PR #157792, opened 2026-06-11
Update SymbolicIntegrationMaxima source

Amin-El-Sayed:
Updates the `SymbolicIntegrationMaxima` registry metadata after the package moved into `JuliaSymbolics/SymbolicIntegration.jl` as the `lib/SymbolicIntegrationMaxima` subpackage.

This changes:
- `repo` to `https://github.com/JuliaSymbolics/SymbolicIntegration.jl.git`
- adds `subdir = "lib/SymbolicIntegrationMaxima"`

The package UUID and registered versions are unchanged.

### DIFF
--- a/S/SymbolicIntegrationMaxima/Package.toml
+++ b/S/SymbolicIntegrationMaxima/Package.toml
@@ -1,3 +1,4 @@
 name = "SymbolicIntegrationMaxima"
 uuid = "6f8f0c92-4498-4b29-a8cc-7d11f58db8c9"
-repo = "https://github.com/Amin-El-Sayed/SymbolicIntegrationMaxima.jl.git"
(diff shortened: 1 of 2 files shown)


GunnarFarneback:
> registered versions are unchanged.

No, they aren't. The PR includes a changed tree hash, which is not allowed.

Amin-El-Sayed:
You are right, thanks for catching this. I misunderstood the registry invariant here: changing the tree hash would mutate the already registered v0.1.1, which is not allowed.

I am going to close this PR. The correct path is to leave v0.1.1 unchanged and register a new SymbolicIntegrationMaxima version from the SymbolicIntegration.jl subdirectory after the package version is bumped there.

Amin-El-Sayed:
Closing in favor of a new-version registration flow. Existing registered versions and their tree hashes should remain unchanged.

#####

Show every line of the listing containing the string "registered" by copying it.

The package UUID and registered versions are unchanged.
> registered versions are unchanged.
You are right, thanks for catching this. I misunderstood the registry invariant here: changing the tree hash would mutate the already registered v0.1.1, which is not allowed.
Closing in favor of a new-version registration flow. Existing registered versions and their tree hashes should remain unchanged.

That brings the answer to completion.